• Problem to work on
For each line in the material below that holds "comma", copy that line.

• Extracted information
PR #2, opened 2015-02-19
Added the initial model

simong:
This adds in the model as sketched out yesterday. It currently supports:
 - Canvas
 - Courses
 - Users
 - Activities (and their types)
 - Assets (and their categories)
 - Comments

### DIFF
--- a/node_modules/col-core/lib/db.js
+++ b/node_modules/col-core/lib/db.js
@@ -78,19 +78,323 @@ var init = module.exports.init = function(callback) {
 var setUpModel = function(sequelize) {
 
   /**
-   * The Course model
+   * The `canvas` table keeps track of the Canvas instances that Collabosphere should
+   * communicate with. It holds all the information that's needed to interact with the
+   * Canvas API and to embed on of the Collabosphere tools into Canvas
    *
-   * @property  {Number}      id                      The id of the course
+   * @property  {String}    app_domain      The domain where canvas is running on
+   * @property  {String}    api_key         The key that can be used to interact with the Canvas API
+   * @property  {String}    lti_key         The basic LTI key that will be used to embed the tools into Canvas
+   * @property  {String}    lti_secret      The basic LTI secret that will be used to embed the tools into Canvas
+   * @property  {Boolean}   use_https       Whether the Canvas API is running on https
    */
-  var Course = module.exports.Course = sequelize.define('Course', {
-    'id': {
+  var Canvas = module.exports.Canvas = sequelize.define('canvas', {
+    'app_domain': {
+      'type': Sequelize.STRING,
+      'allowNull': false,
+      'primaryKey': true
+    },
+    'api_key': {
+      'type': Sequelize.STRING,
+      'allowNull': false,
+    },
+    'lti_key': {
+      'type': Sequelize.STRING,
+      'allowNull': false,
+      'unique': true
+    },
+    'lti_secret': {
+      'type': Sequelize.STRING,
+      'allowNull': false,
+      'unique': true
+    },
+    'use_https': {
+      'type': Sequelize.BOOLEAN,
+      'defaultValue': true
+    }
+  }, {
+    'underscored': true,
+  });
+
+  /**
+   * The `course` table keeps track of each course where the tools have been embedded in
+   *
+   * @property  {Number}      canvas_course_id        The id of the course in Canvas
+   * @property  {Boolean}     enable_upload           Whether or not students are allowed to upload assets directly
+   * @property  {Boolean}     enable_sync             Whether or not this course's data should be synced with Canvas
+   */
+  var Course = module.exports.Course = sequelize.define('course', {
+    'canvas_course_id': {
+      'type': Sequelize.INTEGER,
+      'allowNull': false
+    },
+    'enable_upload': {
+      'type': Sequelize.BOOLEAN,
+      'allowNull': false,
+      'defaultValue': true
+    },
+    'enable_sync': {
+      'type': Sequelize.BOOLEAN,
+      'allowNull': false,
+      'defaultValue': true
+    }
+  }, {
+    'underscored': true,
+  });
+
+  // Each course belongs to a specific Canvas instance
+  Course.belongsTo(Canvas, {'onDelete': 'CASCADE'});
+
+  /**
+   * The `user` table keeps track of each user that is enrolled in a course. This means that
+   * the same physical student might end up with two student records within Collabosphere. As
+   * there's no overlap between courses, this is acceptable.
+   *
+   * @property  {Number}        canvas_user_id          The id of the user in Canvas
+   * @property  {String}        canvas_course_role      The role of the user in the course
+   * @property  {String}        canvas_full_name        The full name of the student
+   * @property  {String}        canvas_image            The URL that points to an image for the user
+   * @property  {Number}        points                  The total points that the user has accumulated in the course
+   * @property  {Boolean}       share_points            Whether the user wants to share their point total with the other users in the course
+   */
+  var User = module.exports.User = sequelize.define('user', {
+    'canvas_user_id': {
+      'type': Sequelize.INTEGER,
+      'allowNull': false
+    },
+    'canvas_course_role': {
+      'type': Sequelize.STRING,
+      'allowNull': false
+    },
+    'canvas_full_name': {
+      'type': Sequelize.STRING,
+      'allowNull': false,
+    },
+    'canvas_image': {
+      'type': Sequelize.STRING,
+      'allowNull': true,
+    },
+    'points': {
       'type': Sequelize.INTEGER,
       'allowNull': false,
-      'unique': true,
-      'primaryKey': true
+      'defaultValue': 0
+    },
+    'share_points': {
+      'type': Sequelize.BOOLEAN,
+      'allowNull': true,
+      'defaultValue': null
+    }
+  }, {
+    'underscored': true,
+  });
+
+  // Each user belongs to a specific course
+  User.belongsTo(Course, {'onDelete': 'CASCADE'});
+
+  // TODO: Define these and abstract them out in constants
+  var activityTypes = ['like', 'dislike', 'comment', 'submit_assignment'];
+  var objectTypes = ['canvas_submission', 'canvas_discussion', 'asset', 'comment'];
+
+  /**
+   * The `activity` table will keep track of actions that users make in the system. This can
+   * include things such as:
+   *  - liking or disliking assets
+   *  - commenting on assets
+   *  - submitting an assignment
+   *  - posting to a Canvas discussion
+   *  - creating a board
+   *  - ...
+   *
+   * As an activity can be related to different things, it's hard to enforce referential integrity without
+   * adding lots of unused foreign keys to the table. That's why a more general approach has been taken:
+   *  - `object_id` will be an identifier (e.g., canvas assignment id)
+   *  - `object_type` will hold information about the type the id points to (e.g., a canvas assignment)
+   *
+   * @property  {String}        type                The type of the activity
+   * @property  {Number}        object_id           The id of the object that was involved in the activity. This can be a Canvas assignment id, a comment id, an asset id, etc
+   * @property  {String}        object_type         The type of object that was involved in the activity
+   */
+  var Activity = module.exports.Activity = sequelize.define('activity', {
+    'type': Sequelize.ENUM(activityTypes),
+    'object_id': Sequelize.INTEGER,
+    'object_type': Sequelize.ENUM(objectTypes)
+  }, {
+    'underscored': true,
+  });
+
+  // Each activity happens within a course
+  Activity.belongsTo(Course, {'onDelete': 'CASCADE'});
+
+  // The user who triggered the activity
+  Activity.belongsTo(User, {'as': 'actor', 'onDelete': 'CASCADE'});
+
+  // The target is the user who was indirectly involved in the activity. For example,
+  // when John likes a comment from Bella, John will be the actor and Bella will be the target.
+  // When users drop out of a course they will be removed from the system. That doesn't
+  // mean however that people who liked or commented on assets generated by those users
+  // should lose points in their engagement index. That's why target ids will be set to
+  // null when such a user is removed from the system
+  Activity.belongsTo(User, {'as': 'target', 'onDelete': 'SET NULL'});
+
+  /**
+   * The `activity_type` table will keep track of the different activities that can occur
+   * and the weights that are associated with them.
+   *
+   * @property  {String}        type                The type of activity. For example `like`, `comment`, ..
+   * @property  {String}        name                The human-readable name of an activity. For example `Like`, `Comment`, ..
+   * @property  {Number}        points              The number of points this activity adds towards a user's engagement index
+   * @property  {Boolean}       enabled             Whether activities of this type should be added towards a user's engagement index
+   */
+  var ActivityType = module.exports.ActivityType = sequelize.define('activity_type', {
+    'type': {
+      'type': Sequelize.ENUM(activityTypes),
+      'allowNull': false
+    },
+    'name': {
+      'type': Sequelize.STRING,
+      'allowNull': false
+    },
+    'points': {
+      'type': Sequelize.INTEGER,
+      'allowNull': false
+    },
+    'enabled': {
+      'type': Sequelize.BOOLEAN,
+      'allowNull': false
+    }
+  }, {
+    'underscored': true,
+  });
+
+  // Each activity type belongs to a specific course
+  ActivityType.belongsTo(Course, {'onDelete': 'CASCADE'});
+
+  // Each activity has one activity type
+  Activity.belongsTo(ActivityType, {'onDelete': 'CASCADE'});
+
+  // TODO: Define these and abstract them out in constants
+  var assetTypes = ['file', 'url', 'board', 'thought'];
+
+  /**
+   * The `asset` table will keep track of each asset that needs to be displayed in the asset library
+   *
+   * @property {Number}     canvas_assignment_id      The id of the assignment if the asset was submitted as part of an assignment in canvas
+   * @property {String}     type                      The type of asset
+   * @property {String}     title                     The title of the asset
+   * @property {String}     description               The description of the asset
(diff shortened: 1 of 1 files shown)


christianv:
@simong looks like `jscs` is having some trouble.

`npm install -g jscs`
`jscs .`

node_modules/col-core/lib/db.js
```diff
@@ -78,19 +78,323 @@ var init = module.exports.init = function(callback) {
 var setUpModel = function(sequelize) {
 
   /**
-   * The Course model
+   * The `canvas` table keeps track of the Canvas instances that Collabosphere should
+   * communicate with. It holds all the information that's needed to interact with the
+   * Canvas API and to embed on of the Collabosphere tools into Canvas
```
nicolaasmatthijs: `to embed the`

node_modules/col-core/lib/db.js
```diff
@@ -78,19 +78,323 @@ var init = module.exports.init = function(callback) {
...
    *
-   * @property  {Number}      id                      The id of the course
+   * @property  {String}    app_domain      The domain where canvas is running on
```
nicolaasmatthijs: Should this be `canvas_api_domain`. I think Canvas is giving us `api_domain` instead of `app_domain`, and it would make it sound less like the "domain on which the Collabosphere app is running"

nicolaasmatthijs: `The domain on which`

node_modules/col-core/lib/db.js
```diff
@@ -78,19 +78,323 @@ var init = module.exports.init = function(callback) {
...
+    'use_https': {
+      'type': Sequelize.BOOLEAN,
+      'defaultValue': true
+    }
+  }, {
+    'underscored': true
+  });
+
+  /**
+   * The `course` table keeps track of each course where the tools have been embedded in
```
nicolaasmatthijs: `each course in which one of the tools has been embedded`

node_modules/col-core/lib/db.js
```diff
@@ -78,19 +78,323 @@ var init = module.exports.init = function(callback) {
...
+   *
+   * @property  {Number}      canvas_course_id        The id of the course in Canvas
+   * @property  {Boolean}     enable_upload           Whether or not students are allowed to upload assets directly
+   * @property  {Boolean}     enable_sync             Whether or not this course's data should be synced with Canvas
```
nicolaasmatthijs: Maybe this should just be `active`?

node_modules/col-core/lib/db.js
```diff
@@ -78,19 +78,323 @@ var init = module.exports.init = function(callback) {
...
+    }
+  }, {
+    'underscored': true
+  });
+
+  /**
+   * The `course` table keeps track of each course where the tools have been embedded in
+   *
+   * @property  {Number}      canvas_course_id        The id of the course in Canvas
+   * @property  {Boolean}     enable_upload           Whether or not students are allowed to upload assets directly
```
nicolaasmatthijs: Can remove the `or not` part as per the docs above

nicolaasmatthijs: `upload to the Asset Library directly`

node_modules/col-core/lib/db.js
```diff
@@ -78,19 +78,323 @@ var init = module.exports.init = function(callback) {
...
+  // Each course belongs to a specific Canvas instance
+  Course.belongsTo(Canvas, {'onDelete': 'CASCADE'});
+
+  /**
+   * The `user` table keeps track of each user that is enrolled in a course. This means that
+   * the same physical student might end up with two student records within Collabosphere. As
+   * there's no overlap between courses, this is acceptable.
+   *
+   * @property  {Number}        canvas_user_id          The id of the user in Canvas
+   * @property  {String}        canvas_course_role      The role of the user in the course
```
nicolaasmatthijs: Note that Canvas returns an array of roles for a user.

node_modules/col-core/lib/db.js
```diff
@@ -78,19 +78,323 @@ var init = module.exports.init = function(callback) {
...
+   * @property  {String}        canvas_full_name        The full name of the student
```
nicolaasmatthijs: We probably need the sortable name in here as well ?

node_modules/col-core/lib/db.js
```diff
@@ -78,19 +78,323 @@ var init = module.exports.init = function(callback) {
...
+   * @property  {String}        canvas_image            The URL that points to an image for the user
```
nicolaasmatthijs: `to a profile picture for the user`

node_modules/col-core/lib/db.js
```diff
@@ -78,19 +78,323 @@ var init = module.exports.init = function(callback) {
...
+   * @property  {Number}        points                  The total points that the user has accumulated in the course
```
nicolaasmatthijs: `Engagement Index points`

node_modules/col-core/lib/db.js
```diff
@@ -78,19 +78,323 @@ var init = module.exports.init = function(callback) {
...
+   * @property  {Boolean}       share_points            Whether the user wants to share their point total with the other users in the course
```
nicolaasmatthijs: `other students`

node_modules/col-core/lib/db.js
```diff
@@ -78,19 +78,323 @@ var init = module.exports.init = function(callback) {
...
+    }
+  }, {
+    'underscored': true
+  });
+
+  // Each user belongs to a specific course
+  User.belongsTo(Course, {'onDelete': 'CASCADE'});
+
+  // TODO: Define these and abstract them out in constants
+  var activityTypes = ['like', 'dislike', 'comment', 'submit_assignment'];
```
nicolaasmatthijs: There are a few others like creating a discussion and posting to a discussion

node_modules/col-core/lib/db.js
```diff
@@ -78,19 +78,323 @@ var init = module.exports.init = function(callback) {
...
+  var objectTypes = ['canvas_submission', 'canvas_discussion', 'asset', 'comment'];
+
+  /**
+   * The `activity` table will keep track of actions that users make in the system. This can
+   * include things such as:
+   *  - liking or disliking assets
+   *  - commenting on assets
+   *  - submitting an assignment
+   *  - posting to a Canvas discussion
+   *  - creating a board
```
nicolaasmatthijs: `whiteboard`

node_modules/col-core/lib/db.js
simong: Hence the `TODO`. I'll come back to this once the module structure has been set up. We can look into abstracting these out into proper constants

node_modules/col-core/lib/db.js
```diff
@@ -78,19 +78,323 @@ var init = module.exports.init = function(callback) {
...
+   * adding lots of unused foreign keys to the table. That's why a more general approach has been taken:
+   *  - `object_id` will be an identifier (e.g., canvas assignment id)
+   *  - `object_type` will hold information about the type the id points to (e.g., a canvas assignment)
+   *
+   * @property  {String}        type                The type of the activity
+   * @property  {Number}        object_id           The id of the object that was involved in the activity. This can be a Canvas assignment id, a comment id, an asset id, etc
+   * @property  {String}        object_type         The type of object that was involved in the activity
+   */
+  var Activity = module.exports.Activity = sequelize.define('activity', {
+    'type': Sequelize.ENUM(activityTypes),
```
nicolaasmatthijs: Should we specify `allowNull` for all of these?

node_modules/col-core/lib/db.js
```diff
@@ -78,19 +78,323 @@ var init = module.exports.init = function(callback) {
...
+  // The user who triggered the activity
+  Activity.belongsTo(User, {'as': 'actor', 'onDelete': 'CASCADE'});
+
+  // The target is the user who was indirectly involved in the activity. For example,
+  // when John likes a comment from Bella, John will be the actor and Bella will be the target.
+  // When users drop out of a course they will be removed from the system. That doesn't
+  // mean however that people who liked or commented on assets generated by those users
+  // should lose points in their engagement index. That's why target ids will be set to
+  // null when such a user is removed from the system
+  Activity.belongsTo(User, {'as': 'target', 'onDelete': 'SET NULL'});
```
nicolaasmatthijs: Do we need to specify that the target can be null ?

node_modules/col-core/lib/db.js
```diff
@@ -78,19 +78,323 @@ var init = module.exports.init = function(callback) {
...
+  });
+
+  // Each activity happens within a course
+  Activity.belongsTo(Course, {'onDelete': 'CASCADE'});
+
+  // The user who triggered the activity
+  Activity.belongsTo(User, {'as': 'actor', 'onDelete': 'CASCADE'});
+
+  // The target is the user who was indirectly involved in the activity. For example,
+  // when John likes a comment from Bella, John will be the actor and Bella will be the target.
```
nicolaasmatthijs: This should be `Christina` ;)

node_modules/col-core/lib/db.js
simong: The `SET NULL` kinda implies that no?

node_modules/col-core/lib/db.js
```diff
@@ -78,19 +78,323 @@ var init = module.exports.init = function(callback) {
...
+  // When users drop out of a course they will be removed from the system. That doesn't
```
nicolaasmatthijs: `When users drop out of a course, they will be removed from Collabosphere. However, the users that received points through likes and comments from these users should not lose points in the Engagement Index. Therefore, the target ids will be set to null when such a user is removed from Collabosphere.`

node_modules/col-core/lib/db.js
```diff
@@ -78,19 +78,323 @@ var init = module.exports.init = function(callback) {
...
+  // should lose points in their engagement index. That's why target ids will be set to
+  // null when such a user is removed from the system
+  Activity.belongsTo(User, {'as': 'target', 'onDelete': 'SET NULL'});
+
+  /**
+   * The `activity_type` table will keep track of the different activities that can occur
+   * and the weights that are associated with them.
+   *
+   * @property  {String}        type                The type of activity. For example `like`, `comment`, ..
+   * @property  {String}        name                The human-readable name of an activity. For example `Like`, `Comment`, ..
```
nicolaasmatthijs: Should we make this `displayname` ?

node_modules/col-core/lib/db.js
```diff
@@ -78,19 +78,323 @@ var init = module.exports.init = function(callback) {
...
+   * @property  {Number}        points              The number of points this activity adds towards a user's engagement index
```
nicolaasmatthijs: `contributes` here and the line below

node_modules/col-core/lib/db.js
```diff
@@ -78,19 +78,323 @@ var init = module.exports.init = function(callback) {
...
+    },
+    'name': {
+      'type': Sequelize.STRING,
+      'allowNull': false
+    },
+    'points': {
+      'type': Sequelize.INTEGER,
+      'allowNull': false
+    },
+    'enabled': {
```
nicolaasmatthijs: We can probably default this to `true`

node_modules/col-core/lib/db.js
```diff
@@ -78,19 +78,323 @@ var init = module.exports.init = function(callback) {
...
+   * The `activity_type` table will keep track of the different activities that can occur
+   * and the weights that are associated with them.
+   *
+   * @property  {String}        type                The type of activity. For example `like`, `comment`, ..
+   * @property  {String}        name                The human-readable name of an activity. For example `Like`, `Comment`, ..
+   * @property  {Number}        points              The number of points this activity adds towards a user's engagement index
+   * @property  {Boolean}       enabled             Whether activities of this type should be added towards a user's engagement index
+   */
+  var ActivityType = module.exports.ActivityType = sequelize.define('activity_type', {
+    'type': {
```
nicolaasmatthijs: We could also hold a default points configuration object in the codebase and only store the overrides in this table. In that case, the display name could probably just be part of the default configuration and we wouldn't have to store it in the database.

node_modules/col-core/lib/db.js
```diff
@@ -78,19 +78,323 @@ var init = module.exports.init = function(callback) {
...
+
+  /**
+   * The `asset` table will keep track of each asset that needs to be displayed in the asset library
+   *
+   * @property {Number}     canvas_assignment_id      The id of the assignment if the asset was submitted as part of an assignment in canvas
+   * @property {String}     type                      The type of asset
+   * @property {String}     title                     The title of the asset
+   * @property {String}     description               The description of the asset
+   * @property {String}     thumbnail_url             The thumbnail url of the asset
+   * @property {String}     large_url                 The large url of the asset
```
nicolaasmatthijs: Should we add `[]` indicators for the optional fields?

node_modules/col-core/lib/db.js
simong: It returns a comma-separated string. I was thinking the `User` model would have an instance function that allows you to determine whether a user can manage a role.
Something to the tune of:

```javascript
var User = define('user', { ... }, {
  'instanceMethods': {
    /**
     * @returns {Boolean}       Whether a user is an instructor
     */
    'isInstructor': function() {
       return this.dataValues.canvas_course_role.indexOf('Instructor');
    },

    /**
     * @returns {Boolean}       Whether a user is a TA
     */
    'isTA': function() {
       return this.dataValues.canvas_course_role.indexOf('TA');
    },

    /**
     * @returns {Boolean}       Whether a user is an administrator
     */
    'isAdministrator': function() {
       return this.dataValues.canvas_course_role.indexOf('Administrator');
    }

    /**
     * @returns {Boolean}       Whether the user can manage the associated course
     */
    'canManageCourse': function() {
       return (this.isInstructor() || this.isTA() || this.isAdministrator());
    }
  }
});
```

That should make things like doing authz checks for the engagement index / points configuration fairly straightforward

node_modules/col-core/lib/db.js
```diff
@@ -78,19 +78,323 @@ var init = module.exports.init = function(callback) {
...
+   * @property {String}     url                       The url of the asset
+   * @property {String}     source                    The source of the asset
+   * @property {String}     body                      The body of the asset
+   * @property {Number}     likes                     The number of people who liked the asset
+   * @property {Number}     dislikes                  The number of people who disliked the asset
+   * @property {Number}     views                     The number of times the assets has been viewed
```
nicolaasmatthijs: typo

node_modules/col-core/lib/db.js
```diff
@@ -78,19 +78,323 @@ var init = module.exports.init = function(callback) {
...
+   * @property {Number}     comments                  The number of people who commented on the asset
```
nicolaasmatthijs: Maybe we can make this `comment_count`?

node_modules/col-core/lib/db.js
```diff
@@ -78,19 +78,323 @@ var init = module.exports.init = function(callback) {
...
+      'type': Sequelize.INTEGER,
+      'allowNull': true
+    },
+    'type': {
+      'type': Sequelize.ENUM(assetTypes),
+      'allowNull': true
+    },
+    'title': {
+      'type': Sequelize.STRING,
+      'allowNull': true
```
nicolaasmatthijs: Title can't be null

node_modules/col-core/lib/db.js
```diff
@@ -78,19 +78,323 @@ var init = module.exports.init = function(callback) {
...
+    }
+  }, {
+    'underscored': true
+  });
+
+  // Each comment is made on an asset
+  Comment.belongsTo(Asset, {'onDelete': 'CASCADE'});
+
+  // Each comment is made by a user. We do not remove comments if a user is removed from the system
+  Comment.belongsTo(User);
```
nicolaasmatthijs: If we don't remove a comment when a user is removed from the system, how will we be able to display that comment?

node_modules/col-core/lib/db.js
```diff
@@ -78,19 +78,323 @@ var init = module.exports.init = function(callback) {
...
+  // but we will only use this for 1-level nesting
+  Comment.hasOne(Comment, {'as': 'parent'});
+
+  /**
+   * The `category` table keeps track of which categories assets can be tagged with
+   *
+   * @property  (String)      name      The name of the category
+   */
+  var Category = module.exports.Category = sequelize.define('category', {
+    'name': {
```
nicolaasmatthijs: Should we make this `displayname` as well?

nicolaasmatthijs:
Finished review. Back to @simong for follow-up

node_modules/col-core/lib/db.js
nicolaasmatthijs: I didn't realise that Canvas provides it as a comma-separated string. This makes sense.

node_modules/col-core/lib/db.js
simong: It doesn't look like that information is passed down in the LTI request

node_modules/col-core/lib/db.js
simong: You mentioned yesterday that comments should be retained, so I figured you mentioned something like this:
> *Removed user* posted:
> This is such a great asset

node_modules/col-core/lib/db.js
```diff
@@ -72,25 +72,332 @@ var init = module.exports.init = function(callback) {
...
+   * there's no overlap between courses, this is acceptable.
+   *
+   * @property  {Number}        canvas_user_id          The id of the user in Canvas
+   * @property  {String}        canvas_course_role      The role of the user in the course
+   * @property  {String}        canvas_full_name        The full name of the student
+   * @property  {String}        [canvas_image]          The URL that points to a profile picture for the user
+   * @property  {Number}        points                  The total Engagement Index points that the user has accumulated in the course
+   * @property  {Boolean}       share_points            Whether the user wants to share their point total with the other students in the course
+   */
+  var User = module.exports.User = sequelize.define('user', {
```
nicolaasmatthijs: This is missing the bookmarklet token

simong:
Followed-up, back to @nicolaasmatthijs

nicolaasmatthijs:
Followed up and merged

• Finished task
simong: It returns a comma-separated string. I was thinking the `User` model would have an instance function that allows you to determine whether a user can manage a role.
nicolaasmatthijs: I didn't realise that Canvas provides it as a comma-separated string. This makes sense.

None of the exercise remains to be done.